Janmajoy Banerjee, Nomi Shrestha, Niraj Sharma and Sujiti Srivastava
Sunsari Technical College, Nepal
Central Campus of Technology, Hatisar, Nepal
Posters & Accepted Abstracts: J Bioanal Biomed
DOI: 10.4172/1948-593X-C1-030
Abstract
Introduction: Considering extensive applications of benzimidazole moiety in medicinal chemistry and in continuation of our ongoing project on biologically active benzimidazole derivatives, here an attempt has been made to synthesize a total of six derivatives of benzimidazole by multi-step process introducing different substituent’s mainly at 1, 2 position and evaluated for their in-vitro antibacterial activities with a hope to possess potent antibacterial activity. Materials & Methodology: All chemicals and solvents were purchased from SD-Fine Chemicals, India (LR grade) and were used without further purification. Melting points were taken in open capillary method and are uncorrected. IR spectra were recorded on FT/IR-4100 type A spectrophotometer (SRMC company), using KBr pallet. 1HNMR spectra of the synthesized compounds were recorded on a Bruker NMR spectrophotometer (400 MHz) in DMSO solvent. Chemical shifts are expressed in δ ppm downfield from TMS as an internal standard. The mass spectra were recorded at 400 MHz. All the reactants were identified by comparison of melting points with those reported in the literature. All the synthesized compounds were recrystallized by using respective solvents. The purity of the compounds was determined by thin layer chromatography.
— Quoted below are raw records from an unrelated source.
PR #387, opened 2017-12-17
DNN-10156 - Only render a component if it will be visible

ricardodiasc:
Avoid not necessary render and server request when a tab is not visible.


kanm2015:
code review done

PR #395, opened 2017-12-26
DNN-10468 - Fix the presentation of page parent when adding or editing a page.

ricardodiasc:


mean2me (approved):
Ok for me.

tpluscode:
Disregard the previous commit

PR #400, opened 2017-12-28
DNN-10634 Fixed

mean2me:


src/Modules/Settings/Dnn.PersonaBar.Prompt/Prompt.Web/src/store/configureStore.js
```diff
@@ -3,15 +3,18 @@ import thunkMiddleware from "redux-thunk";
...
+    if (IS_DEV) {
+        return createStore(
+            reducers,
+            initialState,
+            compose(applyMiddleware(thunkMiddleware, reduxImmutableStateInvariant()), DevTools.instrument()));
+    } else {
+        return createStore(
+            reducers,
+            initialState,
+            compose(applyMiddleware(thunkMiddleware), DevTools.instrument()));
```
tpluscode: Hm, maybe `DevTools` should also be excluded from production?

PR #403, opened 2017-12-29
DNN-10470 File upload placeholder string has been fixed.

mean2me:


tpluscode:
Typo is the only necessary change? What happened to the yarn.lock file?

mean2me:
About yarn.lock, I committed accidentally. Gonna fix it.

PR #413, opened 2018-01-09
DNN-10481 

mean2me:
Fix: Edit menu item not visible for page types: Existing, url and File


src/Modules/Content/Dnn.PersonaBar.Pages/Pages.Web/src/components/dnn-persona-bar-page-treeview/src/_PersonaBarTreeInContextMenu.jsx
```diff
@@ -57,37 +50,81 @@ export class PersonaBarTreeInContextMenu extends Component {
                 break;
         }
     }
-    sort(items, column, order) {
```
tpluscode, line 60: Having removed the `sort` method, are you sure it isn't called anywhere that this component is used?

mean2me: yes, used only once

PR #415, opened 2018-01-10
DNN-10663 Fixed missing OK messages.

mean2me:


src/Modules/Settings/Dnn.PersonaBar.Prompt/Prompt.Web/src/components/Output.jsx
```diff
@@ -33,15 +33,14 @@ export class Output extends Component {
...
             if(props.paging !== null) {
                 props.IsPaging(props.paging.pageNo < props.paging.totalPages);
-                const result = [];
-                result.push(this.renderData(props.data, fieldOrder));
-                result.push(<TextLine key={DomKey.get("output")} txt={props.output} css="dnn-prompt-ok"/>);
-                return result;
-            } else {
-                return this.renderData(props.data, fieldOrder);
             }
+            result.push(this.renderData(props.data, fieldOrder));
```
tpluscode, line 40: Maybe these should be wrapped in an `else` if both paging and output are present? Unless it is desired to show both in such case?

mean2me: when empty, "output" is an empty string and seems to be useful for spacing with current layout

PR #417, opened 2018-01-11
DNN-10485 Optimized word truncation logic

mean2me:


tpluscode:
Could we use CSS `ellipsis` rule instead?

mean2me:
It would be the best approach, as I commented on JIRA, but the way the component is designed doesn't work with a responsive design. We should do some refactoring to make it a responsive component.

PR #419, opened 2018-01-11
DNN-10678: hide the add page & add multiple pages buttons in search r…

kanm2015:
…esult view and display confirmation before switching to search from add page(s) and add template view


zyhfish (approved):

zyhfish:

PR #420, opened 2018-01-12
DNN-10661: validate module whether is null.

zyhfish:


src/Modules/Settings/Dnn.PersonaBar.Prompt/Prompt.Web/src/components/TextLine.jsx
```diff
@@ -3,7 +3,10 @@ import Parser from "html-react-parser";
 import DomKey from "../services/DomKey";
 
 const TextLine = ({txt, css}) => {
-    const textLines = txt.split("\n");
+    if(!txt){
+        return null;
```
tpluscode, line 7: Can returning null potentially break in another place?

zyhfish: nope, null means nothing to render.

PR #423, opened 2018-01-12
DNN-10683: added null check

kanm2015:


zyhfish:

zyhfish (approved):

PR #427, opened 2018-01-16
DNN-10477: Published Date filter wont work for current date

Mohtshum:
- Initially, add the last hour in current date for ENDDATE
- Add time in comparision of start and end date


kanm2015:
please fix it after DNN-10659 is done, thx

PR #430, opened 2018-01-17
DNN-10702: fixed table styling issue when there's long txt in column

kanm2015:


zyhfish (approved):

Issue #159, opened 2023-05-05
Numeric header names handling in PSR-7 message objects


Xerkus:
PHP has little known quirk where array converts string keys consisting of integer value to integers . See [PHP bug 80309](https://bugs.php.net/bug.php?id=80309) for more details.

Numeric header names failing type validation during `ServerRequest` instance creation from SAPI environment were reported in #11 and #157 handled it by filtering out numeric headers during server request creation from PHP globals.

However such headers could still be added to PSR-7 messages via `withAddedHeader(string $name)` and `withHeader(string $name)` methods, for example using string name like `'1234'`. Those headers will be an integer type when returned from `getHeaders()`, potentially causing ripple effect across user codebase expecting strongly typed string argument.

Since this behavior is universal across all implementations, @weierophinney will work with PHP-FIG to provide PSR-7 errata detailing expected handling of such headers. This is a tracking issue until such resolution is available.

PR #190, opened 2024-08-01
Upgrade PHPUnit to 10.x. Fix Stream conformance

gsteel:
|    Q          |   A
|-------------- | ------
| QA            | yes

### DIFF
--- a/psalm-baseline.xml
+++ b/psalm-baseline.xml
@@ -379,6 +379,14 @@
       <code><![CDATA[RequestInterfaceStaticReturnTypes]]></code>
     </UnusedClass>
   </file>
+  <file src="test/StreamTest.php">
+    <PossiblyUnusedMethod>
+      <code><![CDATA[invalidResources]]></code>
+      <code><![CDATA[invalidStringResources]]></code>
+      <code><![CDATA[provideDataForIsReadable]]></code>
+      <code><![CDATA[provideDataForIsWritable]]></code>
+    </PossiblyUnusedMethod>
+  </file>
   <file src="test/TestAsset/CallbacksForCallbackStream.php">
     <PossiblyUnusedMethod>
       <code><![CDATA[sampleCallback]]></code>
--- a/psalm-baseline.xml
+++ b/psalm-baseline.xml
@@ -1,22 +1,22 @@
 <?xml version="1.0" encoding="UTF-8"?>
-<files psalm-version="5.17.0@c620f6e80d0abfca532b00bda366062aaedf6e5d">
+<files psalm-version="5.25.0@01a8eb06b9e9cc6cfb6a320bf9fb14331919d505">
   <file src="src/AbstractSerializer.php">
     <RedundantCondition>
-      <code>! $crFound</code>
-      <code>! $crFound</code>
+      <code><![CDATA[! $crFound]]></code>
+      <code><![CDATA[! $crFound]]></code>
     </RedundantCondition>
   </file>
   <file src="src/CallbackStream.php">
     <ImplementedReturnTypeMismatch>
-      <code>null|callable</code>
+      <code><![CDATA[null|callable]]></code>
     </ImplementedReturnTypeMismatch>
     <MixedAssignment>
-      <code>$contents</code>
+      <code><![CDATA[$contents]]></code>
     </MixedAssignment>
     <PossiblyUnusedReturnValue>
-      <code>int</code>
-      <code>int</code>
-      <code>string</code>
+      <code><![CDATA[int]]></code>
+      <code><![CDATA[int]]></code>
+      <code><![CDATA[string]]></code>
     </PossiblyUnusedReturnValue>
   </file>
   <file src="src/Exception/DeserializationException.php">
@@ -27,12 +27,12 @@
   </file>
   <file src="src/Exception/InvalidProxyAddressException.php">
     <PossiblyUnusedMethod>
-      <code>forInvalidProxyArgument</code>
+      <code><![CDATA[forInvalidProxyArgument]]></code>
     </PossiblyUnusedMethod>
   </file>
   <file src="src/HeaderSecurity.php">
     <UnusedConstructor>
-      <code>__construct</code>
+      <code><![CDATA[__construct]]></code>
     </UnusedConstructor>
   </file>
   <file src="src/MessageTrait.php">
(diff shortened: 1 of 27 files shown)


gsteel:
This uses 1.x-dev of `php-http/psr7-integration-tests` in order to install PHPUnit 10.

There's no release there yet: https://github.com/php-http/psr7-integration-tests/issues/76

Some failing tests need attention…

froschdesign:
The release is here: https://github.com/php-http/psr7-integration-tests/releases/tag/1.4.0

gsteel:
So we can't upgrade to PHPUnit 10 without first resolving BC issues around numeric header names, and we won't be able to support PHP 8.4 without upgrading to PHPUnit 10.

This patch is a BC break (probably) because it casts header names to string prior to validation on the assumption that numeric keys have already been cast to int by PHP.

Paging @laminas/technical-steering-committee for input…

Do we need to release a major here?

internalsystemerror:
My thoughts are, BC break = Major version bump. What would be the burden/implications from this?

Xerkus:
Can you elaborate? Numeric headers can not be handled by the library interface and it can not be resolved.
See #159

weierophinney:
Agreed with @Xerkus - header names cannot be purely numeric (and this not integers). If anything, this feels like resolving a potential error for users, and not introducing a break.

gsteel:
It appears to me that tests no longer pass with the previous behaviour of throwing an exception for integer header names when creating the request from globals.

To get the integration tests to pass, I've cast numerics to string in the appropriate place, but this is the BC break - currently, users expect integer header names to be exceptional and this patch makes them valid as per RFC whatever.

It doesn't affect the existing issue that `withHeader('123')` will yield `int 123` from `getHeaders`

gsteel:
> Agreed with @Xerkus - header names cannot be purely numeric (and this not integers). If anything, this feels like resolving a potential error for users, and not introducing a break.

@weierophinney OK - maybe I'm a bit confused here - I thought that numeric header names were valid according to RFC 7230 ??

Xerkus:
Please see the issue I linked and issues it refers to. We can not allow numeric headers.

Xerkus:
Please remove type casting for headers from the PR. It hides the issue for the current test implementation.

gsteel:
@Xerkus - I'm going to go back to the drawing board on this patch to identify properly where existing test cases are failing.

Xerkus:
@gsteel for context, we filtered out numeric headers from globals when request is created but did not forbid numeric headers in the headers security check because @weierophinney wanted to bring it to PHP-FIG first.

There are numeric headers in the wild from a random http client as evidenced by the original report but we couldn't identify any valid use case for them. Strictly speaking, unregistered headers not prefixed with `x-` are not RFC conforming. Hence why we should not try to support them just because they fit ABNF.

gsteel:
Thanks @Xerkus and @weierophinney 

So it turns out that I added some failing tests around this during the upgrade to PHPUnit 10. Whilst I was waiting for the integration tests to get released, I forgot I'd added them and assumed they were new failures.

Generally speaking, I'm just a bit of an idiot!!

Sorry for wasting everyone's time - this should be a straight-forward review now.

akrabat:
> Strictly speaking, unregistered headers not prefixed with x- are not RFC conforming.

This is no longer true with RFC9110, where [Section 16.3.2.1](https://www.rfc-editor.org/rfc/rfc9110.html#section-16.3.2.1) states:

> Field names ought not be prefixed with "X-"

Numeric only field names are discouraged, but not illegal:

> While the field-name syntax is defined to allow any token character, in practice some implementations place limits on the characters they accept in field-names. To be interoperable, new field names **SHOULD** constrain themselves to alphanumeric characters, "-", and ".", and **SHOULD** begin with a letter. For example, the underscore ("_") character can be problematic when passed through non-HTTP gateway interfaces (see [Section 17.10](https://www.rfc-editor.org/rfc/rfc9110.html#underscore.in.fields)).[¶](https://www.rfc-editor.org/rfc/rfc9110.html#section-16.3.2.1-3)

Xerkus:
> This is no longer true with RFC9110, where [Section 16.3.2.1](https://www.rfc-editor.org/rfc/rfc9110.html#section-16.3.2.1) states:

I was not aware we got newer RFC on this. Thank you.

src/Stream.php
```diff
@@ -318,14 +318,18 @@ public function getMetadata(?string $key = null)
...
+        $error    = null;
         $resource = $stream;
 
         if (is_string($stream)) {
             try {
                 $resource = fopen($stream, $mode);
             } catch (Throwable $error) {
+            }
+
+            if (! is_resource($resource)) {
```
Xerkus, line 330: This is already handled by the next check with `isValidStreamResourceType`. This change should not be necessary.

gsteel: Different exception types are expected depending on the failure. Runtime exception is expected by interop integration tests when the file path does not exist for example

Xerkus: Then I think it should be two separate exceptions. `Invalid stream reference provided: ` does not make much sense. 

That try-catch block is pretty much only for the empty string throwing ValueError and may be for the mezzio error handler converting warnings to exceptions.
What about the warning emitted by fopen on non-existent path? There was error handler but it was removed for whatever reason. Does interop say something about that?

test/StreamTest.php
```diff
@@ -55,6 +58,14 @@ protected function tearDown(): void
...
             unlink($this->tmpnam);
         }
+
+        foreach (self::$tempFiles as $tempFile) {
+            if (! file_exists($tempFile)) {
+                continue;
+            }
+
+            unlink($tempFile);
+        }
```
Xerkus, line 73: This is wrong. those temp files are created by a provider which is executed before all tests and as such this must be cleaned after all tests.

src/Stream.php
gsteel: The error handler was removed in #103 - I'm unsure exactly why, but the effect is that `fopen` warnings are no longer silenced.

The try/catch does indeed only catch the empty string case.

Considering that the exception is thown for both empty string and non-existent path, the contract with Interop for throwing `\RuntimeException` is satisfied, and I think it's preferable to expose the PHP warnings to users rather than swallow them in the exception.

What do you suggest the change should be here? Re-introduce the error handler? Change the exception message?

Xerkus: It seems removing the warning to exception conversion was an unrelated change. Adding it back here would be an unrelated change again. 

I think exception message should be improved to include the offending string and it would be sufficient for now.

psalm-baseline.xml
```diff
@@ -1,22 +1,22 @@
 <?xml version="1.0" encoding="UTF-8"?>
-<files psalm-version="5.17.0@c620f6e80d0abfca532b00bda366062aaedf6e5d">
+<files psalm-version="5.25.0@01a8eb06b9e9cc6cfb6a320bf9fb14331919d505">
   <file src="src/AbstractSerializer.php">
     <RedundantCondition>
-      <code>! $crFound</code>
-      <code>! $crFound</code>
+      <code><![CDATA[! $crFound]]></code>
+      <code><![CDATA[! $crFound]]></code>
```
Xerkus, line 6: I wonder if this CDATA thrashing in the baseline is due to different xml libraries available when baseline is updated.

gsteel: Maybe - I have libxml 2.9.13 locally for PHP 8.1

src/Stream.php
```diff
@@ -318,14 +318,21 @@ public function getMetadata(?string $key = null)
...
                 throw new Exception\RuntimeException(
-                    sprintf('Invalid stream reference provided: %s', $error->getMessage()),
+                    sprintf(
+                        'Empty on non-existent stream identifier or file path provided: "%s"',
```
Xerkus: > empty on

A typo?

gsteel: 🤦‍♂️

Xerkus:
@gsteel Thank you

Conclusion: Present studies suggested that, the presence of different substituents causes a certain change of activity. Compound BZD-5 and BZD-6 having no substitution on position-1 of benzimidazole nucleus showed enhanced antibacterial activity against both tested microorganism, in comparison to other benzimidazole derivatives having substitutions at position-2 (BZD- 1, BZD-2, BZD-3 and BZD-4). Also compound BZD-6 is more active than BZD-5 towards antibacterial activity, as b-lactum ring is present in the second position of the benzimidazole nucleus of BZD-6. From the obtained results, it is clear that the major role for antibacterial activity is played by bulky group substitution (aryl, vinyl) on the second position of benzimidazole derivatives and maximum activity was shown by the derivative containing b-lactum moiety incorporated in the 2-position of the benzimidazole nucleus.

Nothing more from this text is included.